Akibat Kebijakan Kontroversial Donald Trump, Amerika Serikat Menunjukkan Sinyal Resesi
Jargon kampanye Donald Trump yang akan "make America great again" justru menjadi sebaliknya akibat tindakannya sendiri. AS menunjukkan sinyal resesi
TRIBUNBATAM.ID - Jargon kampanye Donald Trump yang akan "make America great again" justru menjadi sebaliknya akibat tindakannya sendiri.
Di tengah kebijakannya untuk melindungi industri Amerika Serikat, ternyata negara adidaya itu terancam resesi.
Tanda-tanda bahwa AS terancam resesi terlihat dari yield obligasi AS tenor tiga bulanan tercatat lebih tinggi dibanding yield sepuluh tahun.
Sementara untuk yield tenor dua tahun terhadap sepuluh tahun belum terjadi perubahan. Begitupun nilai probabilitas resesi hingga satu tahun mendatang yang dikeluarkan The Federal Reserve pun menunjukkan berada di bawah 30%.
• Asus Zenfone 6 Buatan Batam Diekspor ke Eropa, Kapan Dijual di Indonesia?
• Diberi BMW Seharga Rp 2 Miliar Sebagai Hadiah Ulang Tahun, Pria Ini Malah Membuangnya ke Sungai
• Beberapa Kali Digigit Ubur-ubur, Perenang Cilik 9 Tahun Sukses Seberangi Pulau Sejauh 26 Kilometer
Ancaman resesi ekonomi AS meningkat setelah ekonomi Jerman berbalik arah dan melemah pada kuartal kedua tahun ini.
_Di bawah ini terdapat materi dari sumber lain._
Issue #218, opened 2016-12-12
Persist currentGroup


tiltec:
## Problem

when opening a user page directly, the group is not set.

## Solution

Let's store the currentGroup on the server.

Retrieve it when the page opens. Save it when you open another group. Could be embedded in the currentGroupService.

## Other solution

Simpler would be to just use localstorage/cookie.

tiltec:
Associated backend task: https://github.com/yunity/foodsaving-backend/issues/277

ShababShahriar:
Is this still open for contribution? Would like to work on it if no one else is.

tiltec:
Backend is already done https://github.com/yunity/foodsaving-backend/pull/286 , needs frontend implementation.

ShababShahriar:
Up for it.

tiltec:
Is this information sufficient for you?

> Retrieve it when the page opens. Save it when you open another group. Could be embedded in the currentGroupService.

When using the currentGroup service, I assume it will only be a few lines of additional code there.

tiltec:
Code locations:

Setting the current group: https://github.com/yunity/foodsaving-frontend/blob/master/client/app/components/group/group.js#L60

Switching to the first group after login: https://github.com/yunity/foodsaving-frontend/blob/master/client/app/components/home/home.controller.js#L15

Call the backend to modify user details: https://github.com/yunity/foodsaving-frontend/blob/master/client/app/services/user/user.service.js#L29
(is using PATCH, so you only need to send the changed data: the user id and the current_group id)

Service to save the current group in the browser
https://github.com/yunity/foodsaving-frontend/blob/master/client/app/services/group/currentGroup.service.js
could be used to call the User.save function when the set() function is called (needs to get the user id from the Authentication.update method)

Auth update
https://github.com/yunity/foodsaving-frontend/blob/master/client/app/services/authentication/authentication.service.js#L17
returns the user details if the user is logged in

tiltec:
It works, we should refactor the code locations in future though.

PR #471, opened 2017-04-23
Persist current group of user

ShababShahriar:
Connected to Issue #218.

A few (date/numbers related) tests are failing locally but I can't figure out how they may be affected by my changes. Also, lint considers snake-cased variable `current_group` as an error but this is necessary for the backend code to work. Bypassing linting in this case could be an option but open to a second opinion.

### DIFF
--- a/client/app/components/group/group.spec.js
+++ b/client/app/components/group/group.spec.js
@@ -2,6 +2,7 @@ import GroupDetailModule from "./group";
 import GroupDetailController from "./group.controller";
 import GroupDetailComponent from "./group.component";
 import GroupDetailTemplate from "./group.html";
+import CurrentGroup from "../../services/group/group";
 
 const { module } = angular.mock;
 
@@ -9,6 +10,7 @@ describe("Group", () => {
   let $httpBackend, $state;
 
   beforeEach(module(GroupDetailModule));
+  beforeEach(module(CurrentGroup));
   beforeEach(module({ $translate: sinon.stub() }));
   beforeEach(module(($stateProvider) => {
     $stateProvider
@@ -65,8 +67,10 @@ describe("Group", () => {
   describe("Route", () => {
     beforeEach(() => {
       $httpBackend.whenGET("/api/auth/status/").respond({ id: 43 });
-      inject(($translate, $q) => {
+      inject(($translate, $q, $injector) => {
         $translate.returns($q.resolve());
+        let CurrentGroup = $injector.get("CurrentGroup");
+        sinon.stub(CurrentGroup, "set");
       });
     });
 
--- a/client/app/components/group/group.spec.js
+++ b/client/app/components/group/group.spec.js
@@ -65,9 +65,8 @@ describe("Group", () => {
   describe("Route", () => {
     beforeEach(() => {
       $httpBackend.whenGET("/api/auth/status/").respond({ id: 43 });
-      inject(($translate, $q, $injector) => {
+      inject(($translate, $q, CurrentGroup) => {
         $translate.returns($q.resolve());
-        let CurrentGroup = $injector.get("CurrentGroup");
         sinon.stub(CurrentGroup, "set");
       });
     });
--- a/client/app/components/group/group.spec.js
+++ b/client/app/components/group/group.spec.js
@@ -2,7 +2,6 @@ import GroupDetailModule from "./group";
 import GroupDetailController from "./group.controller";
 import GroupDetailComponent from "./group.component";
 import GroupDetailTemplate from "./group.html";
-import CurrentGroup from "../../services/group/group";
 
 const { module } = angular.mock;
 
@@ -10,7 +9,6 @@ describe("Group", () => {
   let $httpBackend, $state;
 
   beforeEach(module(GroupDetailModule));
-  beforeEach(module(CurrentGroup));
   beforeEach(module({ $translate: sinon.stub() }));
   beforeEach(module(($stateProvider) => {
     $stateProvider
--- a/client/app/components/home/home.controller.js
+++ b/client/app/components/home/home.controller.js
@@ -1,22 +1,32 @@
 class HomeController {
-  constructor($state, $document, $mdDialog, GroupService) {
+  constructor($state, $document, $mdDialog, GroupService, Authentication) {
     "ngInject";
     Object.assign(this, {
       $state,
       $document,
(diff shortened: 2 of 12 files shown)


client/app/services/group/currentGroup.service.js
```diff
@@ -9,18 +9,39 @@
...
+      value: {},
+      User,
+      Authentication
     });
   }
 
   set(value) {
     angular.copy(value, this.value);
+    if (angular.isUndefined(this.Authentication.data)) {
+      this.Authentication.update();
```
tiltec: This is wrong. The update() method sets `Authentication.data` asynchronously. If the authentication data does not exist, `persistCurrentGroup` will use the undefined value before it gets updated.

I think we can assume that setting the current group is only possible when a user is logged in. Therefore, the call to Authentication.update() should not be necessary.
At the maximum, I would check in persistCurrentGroup that `Authentication.data` is defined and throw an error if not. But I'm also happy to leave this check away.

client/app/components/home/home.controller.js
```diff
@@ -1,22 +1,32 @@
...
   $onInit() {
-    this.GroupService.listMy().then((data) => {
-      if (data.length > 0) {
-        this.$state.go("group", { groupId: data[0].id });
-      } else {
-        this.openJoinGroupDialog();
-      }
-    });
+    if (angular.isUndefined(this.Authentication.data)) {
+      this.Authentication.update();
```
tiltec: Same problem here - remember that Authentication.update() returns a promise. The code that follows would need to be run in a `then` function.

But we can safely assume that `Authentication.data` is defined - the `hookProvider` checks that (and redirects to the login screen if the user is not logged in). There is no race condition there: the state only gets loaded when the [hookProvider did its job](https://github.com/yunity/foodsaving-frontend/blob/b840c3dfc6f06181603f676d4459ca9881aad71e/client/app/services/authentication/hook.js#L20)

tiltec:
That is a great start in frontend coding! I guess you've seen many parts of the codebase and I'm impressed by the number of test modifications :)
I think you can code it a bit different, though - usually, you don't need to load modules in the test, but you should add them to the module requirements (e.g. in `groupMenu.js`)

For the snake_case variable: that's quite unfortunate. This problem persists throughout our codebase and the best solution right now is to ignore the linter errors with `eslint-ignore-line`. As a better solution, I would consider switching the API to camelCase. We had a discussion about this somewhere in an issue.

client/app/services/group/currentGroup.service.js
ShababShahriar: I wasn't sure if I should put this check since it's handled during the routing, and was hoping you'd comment on this. Thanks, removed it in the new commit.

client/app/components/home/home.controller.js
ShababShahriar: This is good learning though I'll admit that the hookProvider coding seems a bit complex to wrap my head around.

client/app/components/group/group.spec.js
```diff
@@ -65,8 +65,10 @@ describe("Group", () => {
   describe("Route", () => {
     beforeEach(() => {
       $httpBackend.whenGET("/api/auth/status/").respond({ id: 43 });
-      inject(($translate, $q) => {
+      inject(($translate, $q, $injector) => {
```
tiltec: Can't you simply write `inject(($translate, $q, CurrentGroup) => {` here instead of the verbose `injector.get` syntax?

client/app/services/group/currentGroup.spec.js
```diff
@@ -14,36 +14,61 @@ describe("CurrentGroup service", () => {
...
 
   it("can be set", () => {
     let newGroup = {
+      id: 1,
       anything: "can",
       go: "here",
       including: ["lists", "of", "stuff"]
     };
     CurrentGroup.set(newGroup);
+    assert(stub.withArgs(newGroup.id).calledOnce);
```
tiltec: Style thing: we only have `expect` in our codebase, maybe should stick to it for consistence? [using chai](https://github.com/domenic/sinon-chai)
`expect(CurrentGroup.persistCurrentGroup).to.have.been.calledOnce`

Also, I find it better to not introduce new references for the stub: `CurrentGroup.persistCurrentGroup` instead of `stub`

tiltec:
There's one failing test in `storeDetail.spec.js`, which is caused by the `CurrentGroup.set` in `group.js` - bad decoupling of those "unit" tests. I think the `$state.go` first loads the parent states (-> `group`), which calls `CurrentGroup.set`, which fails in turn because of missing authentication data.

I'll push a simple stub of the set method.

nicksellen:
There might be some interplay between the tests because you are not using sinon sandboxes [1] - they ensure that after the test is complete, all the sinon stuff is undone. But on the other hand, maybe this is not a problem in angular as the dependencies get injected fresh each time?

[1] http://sinonjs.org/releases/v2.2.0/sandbox/

nicksellen:
I'm very tired right now, so just having a quick flick through, a couple of points:
- the idea for `CurrentGroup` was to have it as a data-only service, this adds behaviour to it, not clear how it differs from `GroupService` now
- seems easy for server/client to get out of step, I switch to group A (server==client), then in another tab/window/device select group B, my original client is out of step now (although it doesn't currently seem to update the data in `Authentication` anyway) - seems it's more a _default_ group, or _last_ group or something...

I don't think I understood the initial requirement though:
> when opening a user page directly, the group is not set.
What is a user page?

client/app/services/group/currentGroup.spec.js
ShababShahriar: Valid points.

client/app/components/group/group.spec.js
ShababShahriar: Wasn't really familiar with the syntax, makes more sense now.

tiltec:
> the idea for CurrentGroup was to have it as a data-only service, this adds behaviour to it, not clear how it differs from GroupService now

Agree, maybe we should move the persist method to the User service and call it explicitly from the locations where `CurrentGroup.set` is called?

> What is a user page?

userDetail. the main problem is that the home screen chooses the first response of the server as the users' selected group.

tiltec:
I'd be in favour of merging now and leave the mentioned changes for a later refactor. Awaiting your feedback on this @nicksellen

Tambah lagi, pertumbuhan output industri China yang turun ke level terendah lebih dari 17 tahun pada Juli 2019.
Deputi Gubernur Bank Indonesia (BI) Dody Budi Waluyo menilai pelaku pasar global memandang peluang AS mengalami resesi semakin besar khususnya tercermin dari yield curve US bond yang inverted.
Dia mengaku, persepsi pasar berbeda dengan perkiraan The Fed yang memperkirakan ekonomi AS masih tumbuh cukup baik sebagaimana tercermin dari indikator lainnya, seperti inflasi yang dibilang masih terjaga.
Dody menilai, jika resesi terjadi di AS, hal ini akan berdampak secara global, termasuk Indonesia, karena AS merupakan mesin utama ekonomi dunia selain China.
“Dalam kondisi demikian, negara-negara akan mengandalkan sumber dari domestik untuk menopang pertumbuhan,” kata Doddy kepada Kontan.co.id, Kamis (15/8/2019).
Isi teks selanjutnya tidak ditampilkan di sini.